=== Begin Enclosure ===

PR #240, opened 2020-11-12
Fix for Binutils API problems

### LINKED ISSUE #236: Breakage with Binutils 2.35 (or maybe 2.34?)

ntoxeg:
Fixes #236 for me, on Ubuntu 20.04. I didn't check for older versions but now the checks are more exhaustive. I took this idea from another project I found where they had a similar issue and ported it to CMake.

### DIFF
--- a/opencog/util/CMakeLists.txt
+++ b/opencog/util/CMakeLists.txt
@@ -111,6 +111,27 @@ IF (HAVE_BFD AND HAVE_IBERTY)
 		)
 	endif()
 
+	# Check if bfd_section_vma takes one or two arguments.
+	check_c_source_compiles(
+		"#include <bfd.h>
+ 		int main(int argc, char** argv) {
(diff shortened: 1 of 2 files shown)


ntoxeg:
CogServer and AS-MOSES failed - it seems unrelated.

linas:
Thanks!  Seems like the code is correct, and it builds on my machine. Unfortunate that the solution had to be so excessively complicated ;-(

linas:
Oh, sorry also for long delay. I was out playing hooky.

=== End Enclosure ===

■ **Task details**
Every line in the data that holds the string "CMakeLists" should be returned.

■ **Task result**
--- a/opencog/util/CMakeLists.txt
+++ b/opencog/util/CMakeLists.txt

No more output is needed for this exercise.